I’m sure everyone had a starting point in their toasting careers… either as toasters or toastees, and since then it’s been on and popping.It’s not too many things in naija that are as “sweet” as toasting, or chyking as my people in the east call it 🙂 Now let me see go back and call the babe I’ve been toasting for the past 6 months….lol.

15 COMMENTS

  1. Man I left Naija to young to be toasted!…sniff sniff..but I am going back this summer YAY!!! cant wait to be toasted…lmao!

  2. LMAO…I gotta give u this one, BLU PHI! I dnt know what kind of gold abi diamond she has on her body or the strength of the evil spirit that will possess me to toast a girl for 6 months coz if she makes the fatal mistake of falling for the toast after torturing me all these days & nights, na game over for her oh! But all the same, u gotta love those primary & secondary school days in Nigeria when your boys dare you to talk to this popular chick, lol… boys were gettin the embarrassment of their lives in class & during break! I remember drafting a "love note" & slipping it to this dude who thought he was Denzel Washington in primary school. Lol..the approached the girl believing the job was already set & showed up with cans of orange juice & coke & got the snubbing of his life!!!

  3. lol i loveeeeeeeeeeeee this… mad funny yooo and as a female who grew up in 9ja i hv to say it felt gud been toasted not dis rubbish "shawty lemme hola at u" i miss the iyanga joh

  4. …makes for awkward conversation!

    I hate all nigerian terms for 'toast' (that included)… so damn crude!

    LOL @ 6 months before seeing her pant.

  5. lol @chyking..my cousins and i used to say that all the time…..the one thing about naija guys is they are some patient morrafuckers mehn…lol..6months is an understatement sef…lol

  6. LMAO, Riri this thing dikwa too funny. Man I remember those good ol' toasting days. As per a correct babe, I had to be forming na. Remember how a bobo would ask you out and you couldn't instantly accept o, you would say 'I will think about it', meanwhile for your mind na instant YES. Lmaooooooo.

    • Original Mgbeke… those were the days where I'll have to ask all her friends if she liked me cos I would be so confused as to whether she liked me or not… Now it's pretty simple… If she doesn't call you back, then u get the point…lol.

  7. lmao.. i remember KC bois writing letters to QC girls dat ish was da highlight of my secondary school days. mehn thanks to technology ( gsm and facebook) toastn no dey sweet again kmt!

    • LOL @ GSM …. Toasting is way these days. Nothing is more rewarding than toasting a babe who at first seems not interested and by the time the conversation is over she is trying to follow you home …. LOL

  8. 9JA MEN CAN TOAST……REGARDLESS OF UR AGE, UR HEIGHT, YOUR SOCIAL STATUS, UR COLOUR, 9JA MEN CAN JUST TOAST….ITS LIKE THEY ARE BORN WITH "ISHO" (REJECTION) BULLET PROOF.
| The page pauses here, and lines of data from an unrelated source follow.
PR #34183, opened 2024-07-03
Remove no-longer-used MTRDevice logic for truncating data version lists

bzbarsky-apple:
After https://github.com/project-chip/connectedhomeip/pull/34111, ReadClient handles this logic itself, so the attempted truncation in MTRDevice was now dead code.

REVIEW NOTE: A whitespace-ignoring diff might be simpler to review.

### DIFF
--- a/src/app/ReadClient.cpp
+++ b/src/app/ReadClient.cpp
@@ -403,7 +403,11 @@ CHIP_ERROR ReadClient::BuildDataVersionFilterList(DataVersionFilterIBs::Builder 
                                                   const Span<DataVersionFilter> & aDataVersionFilters,
                                                   bool & aEncodedDataVersionList)
 {
-    ChipLogProgress(DataManagement, "Attempting to encode %lu data version filters", static_cast<unsigned long>(aDataVersionFilters.size()));
+#if CHIP_PROGRESS_LOGGING
+    size_t encodedFilterCount    = 0;
+    size_t irrelevantFilterCount = 0;
+    size_t skippedFilterCount    = 0;
+#endif
     for (auto & filter : aDataVersionFilters)
     {
         VerifyOrReturnError(filter.IsValidDataVersionFilter(), CHIP_ERROR_INVALID_ARGUMENT);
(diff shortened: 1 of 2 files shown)


jtung-apple (approved):

src/darwin/Framework/CHIP/MTRDevice.mm
```diff
@@ -2523,8 +2502,6 @@ - (void)_setupSubscriptionWithReason:(NSString *)reason
                                return;
                            }
 
-                           MTR_LOG("%@ Subscribe with data version list size %lu, reduced by %lu", self, static_cast<unsigned long>(dataVersions.count), static_cast<unsigned long>(dataVersionFilterListSizeReduction));
```
jtung-apple, line 2526: Actually, could we keep this log, but remove the `dataVersionFilterListSizeReduction` bits? This is the only place that MTRDevice logs when it starts a subscription.

bzbarsky-apple: Yes, can do.

bzbarsky-apple: Done.

src/app/ReadClient.cpp
```diff
@@ -403,6 +403,7 @@ CHIP_ERROR ReadClient::BuildDataVersionFilterList(DataVersionFilterIBs::Builder
                                                   const Span<DataVersionFilter> & aDataVersionFilters,
                                                   bool & aEncodedDataVersionList)
 {
+    ChipLogProgress(DataManagement, "Attempting to encode %lu data version filters", static_cast<unsigned long>(aDataVersionFilters.size()));
```
ksperling-apple, line 406: We could move this to the end so in either case we get one log statement saying how many we encoded

bzbarsky-apple: The "we didn't encode everything" log statement logs how many were chopped off.  Not that this is not trivially derivable from "how many we encoded" and "how many we were asked to encode", since we skip encoding the ones that don't match our request paths.....

bzbarsky-apple: Changed to one log statement.

saurabhst (approved):

PR #34187, opened 2024-07-04
Make RPC call synchronous in Fabric Sync

### LINKED ISSUE #33784: [Feature] Make RPC call synchronous in Fabric Admin and Fabric Bridge
### Feature description

...
see if we can integrate this API to CHIP https://pigweed.dev/pw_rpc/#client-synchronous-call-wrappers

### Platform

other

### Platform Version(s)

_No response_

### Anything else?

_No response_

yufengwangca:
We need to make all RPC call synchronous in Fabric Sync to grantee the correct sequence of Fabric Sync.

I have explored all possible options to make an RPC call synchronous but found that busy-waiting is the most reliable option so far.

A better option would be to use the pw client synchronous call wrappers, but they are quite expensive and not available in the current nanopb integration in the CHIP project.

Fixes #33784

### DIFF
--- a/examples/fabric-admin/rpc/RpcClient.cpp
+++ b/examples/fabric-admin/rpc/RpcClient.cpp
@@ -36,12 +36,35 @@ using namespace chip;
 namespace {
 
 // Constants
+constexpr uint32_t kRpcTimeoutMs     = 1000;
 constexpr uint32_t kDefaultChannelId = 1;
 
 // Fabric Bridge Client
 rpc::pw_rpc::nanopb::FabricBridge::Client fabricBridgeClient(rpc::client::GetDefaultRpcClient(), kDefaultChannelId);
 pw::rpc::NanopbUnaryReceiver<::pw_protobuf_Empty> addSynchronizedDeviceCall;
 pw::rpc::NanopbUnaryReceiver<::pw_protobuf_Empty> removeSynchronizedDeviceCall;
+
+template <typename CallType>
+CHIP_ERROR WaitForResponse(CallType & call)
+{
+    // Wait for the response or timeout
+    uint32_t elapsedTimeMs     = 0;
+    const uint32_t sleepTimeMs = 100;
+
+    while (call.active() && elapsedTimeMs < kRpcTimeoutMs)
+    {
+        usleep(sleepTimeMs * 1000);
+        elapsedTimeMs += sleepTimeMs;
+    }
+
+    if (elapsedTimeMs >= kRpcTimeoutMs)
+    {
+        fprintf(stderr, "RPC Response timed out!");
+        return CHIP_ERROR_TIMEOUT;
+    }
+
+    return CHIP_NO_ERROR;
+}
 
 // Callback function to be called when the RPC response is received
 void OnAddDeviceResponseCompleted(const pw_protobuf_Empty & response, pw::Status status)
@@ -101,7 +124,7 @@ CHIP_ERROR AddSynchronizedDevice(chip::NodeId nodeId)
         return CHIP_ERROR_INTERNAL;
     }
 
-    return CHIP_NO_ERROR;
+    return WaitForResponse(addSynchronizedDeviceCall);
 }
 
 CHIP_ERROR RemoveSynchronizedDevice(chip::NodeId nodeId)
@@ -128,5 +151,5 @@ CHIP_ERROR RemoveSynchronizedDevice(chip::NodeId nodeId)
         return CHIP_ERROR_INTERNAL;
     }
 
-    return CHIP_NO_ERROR;
+    return WaitForResponse(removeSynchronizedDeviceCall);
 }
--- a/examples/fabric-admin/rpc/RpcClient.cpp
+++ b/examples/fabric-admin/rpc/RpcClient.cpp
@@ -19,9 +19,11 @@
 #include "RpcClient.h"
 #include "RpcClientProcessor.h"
 
+#include <chrono>
+#include <condition_variable>
+#include <mutex>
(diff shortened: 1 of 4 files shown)


tcarmelveilleux (changes requested):
- Busy waiting on shared data is guaranteed to be racy
- Instead, replace the RPC operations to be "starts" of operations which can be polled by a status RPC by the caller, for example. Alternatively, consider using event loop posting design with a separate worker to have a way to broker synchronization.

examples/fabric-admin/rpc/RpcClient.cpp
```diff
@@ -101,7 +124,7 @@ CHIP_ERROR AddSynchronizedDevice(chip::NodeId nodeId)
         return CHIP_ERROR_INTERNAL;
     }
 
-    return CHIP_NO_ERROR;
+    return WaitForResponse(addSynchronizedDeviceCall);
```
andy31415, line 127: busy-looping stops the CHIP main progress loop - this seems off here.
Why don't we use teh on_response/on_rpc_error to advance a state machine instead?

https://pigweed.dev/pw_rpc/nanopb/#id1

andy31415:
> My requirement is very simple, make the following function return only after the the operation completes, it is better to halt all following operations to make Fabric Sync in sequence.
> ...
> Could you elaborate more how to achieve this in another way? OnOpenCommissioningWindowCompleted and OpenCommissioningWindow are both called from the same thread, so conditional_varible does not work here.

Please describe what operations need to be done in what order.
Generally if you need to move around specific states (e.g. initiate something after something else) you should create a state machine that has transitions at specific events (e.g. rpc response received/ rpc error etc). If you build such a state machine, you will also have the benefit of it being testable code.

examples/fabric-admin/rpc/RpcClient.cpp
yufengwangca: We already did, OnAddDeviceResponseCompleted is the on_response and on_rpc_error is nullptr. Yes, it stop the main loop here to prevent from maintaining a more complicated state machine

yufengwangca:
> > My requirement is very simple, make the following function return only after the the operation completes, it is better to halt all following operations to make Fabric Sync in sequence.
> > ...
> > Could you elaborate more how to achieve this in another way? OnOpenCommissioningWindowCompleted and OpenCommissioningWindow are both called from the same thread, so conditional_varible does not work here.
> 
> Please describe what operations need to be done in what order. Generally if you need to move around specific states (e.g. initiate something after something else) you should create a state machine that has transitions at specific events (e.g. rpc response received/ rpc error etc). If you build such a state machine, you will also have the benefit of it being testable code.

I want to make all RPC call synchronous, so that I don't have to maintain a state machine that has transitions at specific events. 

Updated the PR, the WaitForResponse function uses a condition variable to wait for the response or timeout. The response completion callbacks (OnAddDeviceResponseCompleted and OnRemoveDeviceResponseCompleted) set the response flags and notify the waiting thread. This avoids busy waiting and makes the code more efficient and responsive.

tcarmelveilleux (approved):

examples/fabric-admin/rpc/RpcClient.cpp
```diff
@@ -36,16 +38,45 @@ using namespace chip;
...
 pw::rpc::NanopbUnaryReceiver<::pw_protobuf_Empty> addSynchronizedDeviceCall;
 pw::rpc::NanopbUnaryReceiver<::pw_protobuf_Empty> removeSynchronizedDeviceCall;
 
+std::mutex responseMutex;
+std::condition_variable responseCv;
+bool responseReceived    = false;
+CHIP_ERROR responseError = CHIP_NO_ERROR;
+
+template <typename CallType>
+CHIP_ERROR WaitForResponse(CallType & call)
```
tehampson, line 55: What is `CallType & call` used for?

examples/fabric-bridge-app/linux/RpcClient.cpp
```diff
@@ -36,15 +38,44 @@ using namespace chip;
...
 rpc::pw_rpc::nanopb::FabricAdmin::Client fabricAdminClient(rpc::client::GetDefaultRpcClient(), kDefaultChannelId);
 pw::rpc::NanopbUnaryReceiver<::chip_rpc_OperationStatus> openCommissioningWindowCall;
 
+std::mutex responseMutex;
+std::condition_variable responseCv;
+bool responseReceived    = false;
+CHIP_ERROR responseError = CHIP_NO_ERROR;
+
+template <typename CallType>
+CHIP_ERROR WaitForResponse(CallType & call)
```
tehampson, line 54: same, what is `CallType & call` used for?

yufengwangca: The CallType & call in the WaitForResponse function template is a reference to an instance of a call type that is used to perform an RPC call. 

In this specific context, CallType is the type of the object that represents the ongoing RPC call. The call parameter is used within the function to wait for the RPC response, using the condition variable responseCv to block the calling thread until the response is received or a timeout occurs.

examples/fabric-admin/rpc/RpcClient.cpp
yufengwangca: The CallType & call in the WaitForResponse function template is a reference to an instance of a call type that is used to perform an RPC call.

In this specific context, CallType is the type of the object that represents the ongoing RPC call. The call parameter is used within the function to wait for the RPC response, using the condition variable responseCv to block the calling thread until the response is received or a timeout occurs.

joonhaengHeo (approved):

    IT IS ONLY A 9JA MAN THAT CAN SEE A GIRL IN ONE SEC, TRY TO CHAT UP WITH HER, AND TELL HER HE LOVES HER IN LESS THAN 10MINUTES OF HIS BUGGIN HER.

    UNA DEY TRY O

  9. sorry to say buh the way MOST nigerian guys "toast" is soo gayy and disgusting…no offence

    the lines dey give is soo annoying and i fink yu guys shud goand learn nicer ways of "toasting" a gurl

    for example

    man- excuse me sister….can i ask yu somtin….

    lady- yes

    man- did it hurt when u fell from heaven

    WHAT THE HELL…. JHEEZE AM SICK OF DEM CUMIN UP 2 ME SAYING I LOVE YU WEN DEY DONT EVEN KNOW MEE AN HAV NEVER SEEN ME B4…….OR DEY SAY YOU LUK LIKE MY EX GURLFREND..WTH

    ITS SO BADDD HERE IN LONDON…DONT KNO HW IT IS IN NAIJA HAVENT BEEN DERE IN A WHILE DOE

    U GUYS SERIOUSLY…FIX UPPP….lol

  10. LDKMD….toast person for 6 months before you go see kpata!

    Ole boy you too funny… I miss naija toasting die…especially when they start with, "Baby girl",usually accompanied by one strong igbo accent.